The word "hash": say how many lines of the data below contain it, and give the number alone.

[Collected data entries]

==============================

PR #1148, opened 2019-04-29
STABLE-9: OXT-1583: [seal-system] Use dd and iflag=direct

crogers1:
Calling sha256sum on the root_dev for computing pcr15 hash
  can fail to compute the correct hash if there are cached writes
  hanging about. The 'direct' flag bypasses the buffer cache
  to read the root dev accurately.

  OXT-1583

### DIFF
--- a/recipes-core/images/xenclient-upgrade-compat-image.bb
+++ b/recipes-core/images/xenclient-upgrade-compat-image.bb
@@ -11,6 +11,7 @@ IMAGE_FSTYPES = "ext3.gz"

==============================

■ Output of the task ■
2